The answer should be each line from the entries below that has the word "merge" in it.

=== Begin Enclosure ===

PR #3786, opened 2020-10-01
TN-2691 rewire assessment engine view / card html generation

pbugni:
The requirements for Assessment Engine cards have evolved beyond the intent of intervention strategies.  To implement the complicated designs which require state checks known only to the portal (not the intervention), use standard view and template tool sets.

This PR does not alter the end user's perspective, simply ports from the abusive use of an intervention access check to update database records with HTML for each user, to a view for the assessment engine.  Note, only available on EPROMs.

This will enable implementation of the sub-study changes needed in a subsequent PR.


portal/eproms/views.py
```diff
@@ -72,6 +73,75 @@ def landing():
...
+    now = datetime.utcnow()
+
+    # TODO handle research study id.  Patient must be done with study 0
+    #  before seeing any study 1 work.
+    research_study_id = 0
+    assessment_status = QB_Status(
+        user=user,
+        research_study_id=research_study_id,
+        as_of_date=now)
+    current_app.logger.debug("{}".format(assessment_status))
```
ivan-c, line 105: leftover debugging?

```suggestion
    current_app.logger.debug("%s", assessment_status)
```

portal/migrations/versions/1675585e7031_.py
```diff
@@ -0,0 +1,30 @@
...
+import sqlalchemy as sa
+
+
+# revision identifiers, used by Alembic.
+revision = '1675585e7031'
+down_revision = '6395e14d5ee5'
+
+
+def upgrade():
+    """Assessment Engine has its own view, no longer pushing HTMl into db
```
ivan-c, line 18:
```suggestion
    """Assessment Engine has its own view, no longer pushing HTML into db
```

portal/views/clinician.py
```diff
@@ -17,15 +17,18 @@
...
-            tuple(limit_to_orgs))).with_entities(
-            User.id, User.first_name, User.last_name)
+        Role.name == ROLE.CLINICIAN.value).with_entities(
+        User.id, User.first_name, User.last_name)
+
+    limit_to_orgs = org_restriction_by_role(acting_user, None)
+    if limit_to_orgs:
+        query = query.join(UserOrganization).filter(
+            UserOrganization.user_id == User.id).filter(
+            UserOrganization.organization_id.in_(tuple(limit_to_orgs)))
```
ivan-c, line 30: Why tuple and not a set here?

tests/test_intervention.py
```diff
@@ -577,24 +577,15 @@ def test_card_html_update(
...
-        db.session.add(strat)
-        db.session.commit()
-    user, ae, metastatic_org = map(
-        db.session.merge, (test_user, ae, metastatic_org))
+    # Fetch home page, which should include Assessment Engine "card"
+    results = client.get("/home")
 
     # without completing an assessment, card_html should include username
-    assert user.display_name in ae.display_for_user(user).card_html
+    assert bytes(test_user.display_name, 'utf-8') in results.data
```
ivan-c, line 588: surprised `results.data` isn't a string...

ivan-c (approved):
Looks great! had some questions and nitpicks but no blockers

portal/views/clinician.py
pbugni: old required SQL alchemy syntax.  looks like it's now supported, thanks.

tests/test_intervention.py
pbugni: yup.  joys of py3, i couldn't find a simpler way to look for a "string" in the resulting HTML - open to suggestions :)

PR #3791, opened 2020-10-06
TN-2773 clinician name in patient list

pbugni:
The patient query for sub-study patients now populates a `user.clinician` attribute.    It will have a value of `None` when the patient does not have an assigned clinician.


achen2401 (approved):
thanks, Paul

PR #3803, opened 2020-10-15
TN-2541-empro-qb-for-patient-temp

mcjustin:
Since this QB is blocking the ability to administer the empro patient questionnaire and thus test things like trigger evaluation, our temporary approach for this story is to make the empro patient QB contingent on the empro consent date only (removing the complex requirement to also factor in the state of the ironman global QB).

### DIFF
--- a/portal/config/eproms/QuestionnaireBank.json
+++ b/portal/config/eproms/QuestionnaireBank.json
@@ -720,6 +720,29 @@
     },
     {
       "resourceType": "QuestionnaireBank",
+      "classification": "baseline",
+      "name": "ironman_ss_baseline",
+      "start": "{\"days\": 0}",
+      "due": "{\"days\": 0}",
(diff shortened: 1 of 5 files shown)


mcjustin:
@pbugni  you might double-check my config there, it's always tricky. Related slack convo here https://cirg.slack.com/archives/D2TK044J1/p1584052177017800

mcjustin:
@ivan-c  any idea why this pipeline failed? I attempted to 'Retry', but got "An error occurred while making the request." (my page was fresh)

pbugni:
> @ivan-c any idea why this pipeline failed? I attempted to 'Retry', but got "An error occurred while making the request." (my page was fresh)

This is an intermittent error we've seen before, as our docs link into external sources - looks up again, but nothing we can do short of removing our documentation links to werkzeug.

PR #3805, opened 2020-10-19
TN-2794 don't insert skipped visits if posted results tie user to older RP

pbugni:
Complicated situation discovered thanks to an assertion in the reporting code.

If a user happens to have posted QNRs that deterministically tie them to the older RP (say they completed `ironmisc` on v3 versus `ironmisc_v5`) AND the timing is such that the older protocol (say v3) didn't include a visit (such as month 33), do NOT insert that skipped visit into their timeline, as we can't move back and forth between protocols.

### DIFF
--- a/portal/models/qb_timeline.py
+++ b/portal/models/qb_timeline.py
@@ -534,6 +534,11 @@ def ordered_qbs(user, classification=None):
                 period_instruments = set(
                     [q.instrument for q in qnrs_for_period])
                 if not transition_now and period_instruments & cur_only:
+                    # Posted results tie user to the old RP; clear skipped
+                    # state as it's unavailable when results from the "next"
+                    # exist.
+                    rp_flyweight.skipped_nxt_start = None
+
                     # Don't transition yet, as definitive work on the old
                     # (current) RP has already been posted, UNLESS ...
                     if period_instruments & next_only:
--- a/portal/models/qbd.py
+++ b/portal/models/qbd.py
@@ -71,3 +71,12 @@ class QBD(object):
         results['iteration'] = self.iteration
         results['visit'] = visit_name(self)
         return results
+
+    def __repr__(self):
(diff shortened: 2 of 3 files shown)


mcjustin:
> 
> 
> Complicated situation discovered thanks to an assertion in the reporting code.
> 
> If a user happens to have posted QNRs that deterministically tie them to the older RP (say they completed `ironmisc` on v3 versus `ironmisc_v5`) AND the timing is such that the older protocol (say v3) didn't include a visit (such as month 33), do NOT insert that skipped visit into their timeline, as we can't move back and forth between protocols.

@pbugni to clarify an edge case: staff would not be able to add a "paper" (backdated) month 33 in this case, correct? It's not a very realistic use case, and I don't think that's a blocker - just looking for clarity.

pbugni:
> > Complicated situation discovered thanks to an assertion in the reporting code.
> > If a user happens to have posted QNRs that deterministically tie them to the older RP (say they completed `ironmisc` on v3 versus `ironmisc_v5`) AND the timing is such that the older protocol (say v3) didn't include a visit (such as month 33), do NOT insert that skipped visit into their timeline, as we can't move back and forth between protocols.
> 
> @pbugni to clarify an edge case: staff would not be able to add a "paper" (backdated) month 33 in this case, correct? It's not a very realistic use case, and I don't think that's a blocker - just looking for clarity.

Correct - once this is published, you may review the /timeline for the patient.  As they submitted deterministic results on v3 for month 36, they transition to v5 as of month 39.  No month 33 in v3, therefore a paper submission for month 33 would not get an associated QB.

mcjustin:
Just noting that I added some of these business rules to https://promowiki.movember.com/display/IR/Questionnaire+Schedule#QuestionnaireSchedule-RelatedBusinessRules

mcjustin (approved):

PR #3807, opened 2020-10-20
Fixup constraint migration

ivan-c:
* Remove both versions of unique email constraint, if any exist


pbugni (approved):
Good find, not sure how i missed the obvious!

PR #3812, opened 2020-10-23
Bug fix for eproms staff resources page links

achen2401:
address  https://jira.movember.com/browse/TN-2813
Links in EPROMS resources page link to incorrect LR content

Issue stems from code relying on getting the topic tag for the work instruction based on its index within the asset tags array - the index can change however, as tags in the array can change its order

Fix includes:
-  filter for only topic tag in the asset tags array so that the template can use the correct tag to build the url that displays the LR content

### DIFF
--- a/portal/eproms/views.py
+++ b/portal/eproms/views.py
@@ -360,7 +360,7 @@ def resources():
         for asset in results:
             if 'demo' in asset['tags']:
                 demo_content.append(asset_by_uuid(asset['uuid']))
-            # topic tag for the work instruction
+            # filter for topic tag for the work instruction
             asset['topics'] = [tag for tag in asset['tags'] if tag not in (
                 asset_title, 'individual work instruction')]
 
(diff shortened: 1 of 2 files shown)


mcjustin (approved):

pbugni (approved):

portal/eproms/views.py
```diff
@@ -352,14 +352,17 @@ def resources():
     org = user.first_top_organization()
     if not org:
         abort(400, 'user must belong to an organization')
-    resources_data = get_any_tag_data(
-        '{} work instruction'.format(org.name.lower()))
+    asset_title = '{} work instruction'.format(org.name.lower())
```
ivan-c, line 355: should this string be translated?
`'{} work instruction'`

ivan-c (approved):
Had a question about i18n, ready to merge otherwise

portal/eproms/views.py
achen2401: I believe Diana mentioned that no needs for it to be translated:  https://mo-programs.slack.com/archives/C6JFH0C4A/p1558306641000700

PR #3813, opened 2020-10-26
TN-2781 Integrate SDC service

ivan-c:
TN-2781
* Integrate SDC at service level

### DIFF
--- a/portal/tasks.py
+++ b/portal/tasks.py
@@ -24,6 +24,7 @@ from .factories.app import create_app
 from .factories.celery import create_celery
 from .models.communication import Communication
 from .models.communication_request import queue_outstanding_messages
+from .models.observation import Observation
 from .models.qb_status import QB_Status
 from .models.qb_timeline import invalidate_users_QBT, update_users_QBT
 from .models.reporting import (
@@ -382,6 +383,7 @@ def extract_observations(questionnaire_response_id):
     obs_bundle = response.json()
 
     for obs in obs_bundle['entry']:
-        observation = Observation.update_from_fhir(obs)
+        observation = Observation()
+        observation.update_from_fhir(obs)
         db.session.add(observation)
     db.session.commit()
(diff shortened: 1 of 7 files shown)


portal/tasks.py
```diff
@@ -356,3 +356,32 @@ def celery_beat_health_check(**kwargs):
...
+    #from .trigger_states.empro_states import enter_user_trigger_critical_section
+    qnr = QuestionnaireResponse.query.get(questionnaire_response_id)
+
+    # TODO enable after merging
+    #enter_user_trigger_critical_section(user_id=qnr.subject_id)
+
+    qnr_json = qnr.as_sdc_fhir()
+
+    SDC_BASE_URL = current_app.config['SDC_BASE_URL']
+    response = post(f"{SDC_BASE_URL}/$extract", json=qnr_json)
```
pbugni, line 379: this looks like a blocking call?  worth a comment?

pbugni (approved):
awesome progress

portal/views/assessment_engine.py
```diff
@@ -1575,6 +1575,10 @@ def assessment_add(patient_id):
     db.session.commit()
     questionnaire_response.assign_qb_relationship(
         acting_user_id=current_user().id)
+
+    from ..tasks import extract_observations_task
```
pbugni, line 1579: shouldn't we limit this expensive call to QNRs that include the `sdc-questionnaire-observationExtract` extension?

portal/views/assessment_engine.py
```diff
@@ -1575,6 +1575,10 @@ def assessment_add(patient_id):
...
+    extract_observations_task.apply_async(questionnaire_response_id=questionnaire_response.id)
```
pbugni, line 1580: don't we need to do this in the PUT / update QNR call as well?

ivan-c: Done! Thanks for the reminder

pbugni (approved):

portal/views/assessment_engine.py
ivan-c: Thanks, as discussed added a hack and a TODO so we don't forget :crossed_fingers:

PR #3814, opened 2020-10-26
TN-2719 trigger states / engine

pbugni:
Implementation of EPROMs sub-study trigger engine.

Includes an API for the front-end to query at any time to get a user's trigger status:
```/api/user/<int:user_id>/triggers```

As well as a function that wraps a REDIS lock per user during the trigger evaluation process (including SDC / celery jobs, etc.) via:
```portal.trigger_states.empro_states.enter_user_trigger_critical_section(user_id)```

TODOs mark multiple integration points awaiting TN-2781 implementation.

### CODE REVIEW

File: portal/models/questionnaire_response.py [hunk 1]
```diff
@@ -906,3 +919,33 @@ def author_role(row_data, qnr_data):
                         row_data['option_text'] = strip_tags(
                             answer['valueCoding'].get('text', None))
                 yield {k: v for k, v in row_data.items() if v is not None}
+
+
+def first_last_like_qnr(qnr):
+    """Specialized lookup function to return similar QNRs
+
+    :param qnr: reference QNR - look for first and most recent QNRs similar
+      to the one provided.  That is owned by the same subject and QB.
```
mcjustin, line 928: @pbugni  Since we have two QB's for the EMPRO patient questionnaire now (baseline and recurring), don't you need a TODO here to accommodate?

portal/trigger_states/empro_domains.py
```diff
@@ -0,0 +1,116 @@
...
+                    self._triggers.add('hard')
+
+    def eval(self):
+        """Use instance data to evaluate trigger state for domain"""
+        # consider caching - for now, recalc when called
+        self._triggers.clear()
+
+        # check if current data includes hard trigger
+        for value in self.current_answers.values():
+            if value >= 4:
```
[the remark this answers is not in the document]
pbugni: hm, i had the impression the SDC was going to deliver a 1-5 normalized index.  we have questions w/ only 4 options in this Questionnaire?

portal/models/questionnaire_response.py
pbugni: d'OH!  right you are, I'll refactor that to fit.

portal/trigger_states/empro_domains.py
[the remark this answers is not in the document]
mcjustin: We do indeed have one question (social isolation) which has only 4 options, not 5. Can't speak to the SDC though, I'll defer to @ivan-c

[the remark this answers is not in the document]
ivan-c: Justin is correct- The SDC service will only return one of the below 4 Observations. I could add another coding to the Questionnaire options (to extract) to indicate soft/hard trigger, but there may be other ways...
```
{
    "text": "During the past week: Has your physical condition or medical treatment interfered with your social activities?",
    "type": "choice"
    "code": [
    {
        "code": "social_isolation",
        "display": "Social isolation",
        "system": "http://us.truenth.org/observation"
    }
    ],
    "linkId": "ironman_ss.20",
    "option": [
        {
            "valueCoding": {
            "code": "ironman_ss.20.1",
            "display": "Not at all"
            }
        },
        {
            "valueCoding": {
            "code": "ironman_ss.20.2",
            "display": "A little"
            }
        },
        {
            "valueCoding": {
            "code": "ironman_ss.20.3",
            "display": "Quite a bit"
            }
        },
        {
            "valueCoding": {
            "code": "ironman_ss.20.4",
            "display": "Very much"
            }
        }
    ]
}
```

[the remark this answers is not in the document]
ivan-c: This was discussed yesterday, most severe and second most severe Observations will be tagged with an extension on the `valueCoding` indicating them as `penultimate` and `last`

portal/trigger_states/models.py
```diff
@@ -0,0 +1,56 @@
...
+    NB only rows with `state` = `processed` include triggers.
+
+    """
+    __tablename__ = 'trigger_states'
+    id = db.Column(db.Integer, primary_key=True)
+    user_id = db.Column(db.ForeignKey('users.id'), nullable=False, index=True)
+    state = db.Column('state', trigger_state_enum, nullable=False, index=True)
+    timestamp = db.Column(
+        db.DateTime, default=datetime.utcnow, nullable=False, index=True)
+    triggers = db.Column(JSONB)
```
ivan-c, line 27: I think this is a list of FHIR references to QuestionnaireResponse resources- Why not a join table to the associated QuestionnaireResponses (or Observations)? Seems like this will be a commonly looked up value

pbugni: I've been waiting on the clarity, but agree that association with a QNR for a row with triggers makes the most sense.  A bit puzzled how to best handle the non-real-world situation where a user has multiple completed QNRs for a single "visit".

portal/models/questionnaire_response.py
pbugni: resolved via https://github.com/uwcirg/truenth-portal/pull/3814/commits/8fbef49d0fac2919324c1ea55552ed3a9b7ec593

portal/trigger_states/empro_states.py
```diff
@@ -0,0 +1,392 @@
...
+    from ..date_tools import FHIR_datetime
+
+    def send_n_report(em, context, record):
+        """Send email, append success/fail w/ context to record"""
+        result = {'context': context, 'timestamp': FHIR_datetime.now()}
+        try:
+            em.send_message()
+            result['email_message_id'] = em.id
+            record.append(result)
+        except SMTPRecipientsRefused as e:
```
ivan-c, line 238: Should we handle that exception in the [logging module](https://github.com/uwcirg/truenth-portal/blob/develop/portal/logs.py#L61-L64)?

pbugni: As we're catching here - shouldn't ever hit.  No, that clause in the logging module is a backdoor to break out of a cmd line execution.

=== End Enclosure ===

*SOLVED EXERCISE*.
-        db.session.merge, (test_user, ae, metastatic_org))
Had a question about i18n, ready to merge otherwise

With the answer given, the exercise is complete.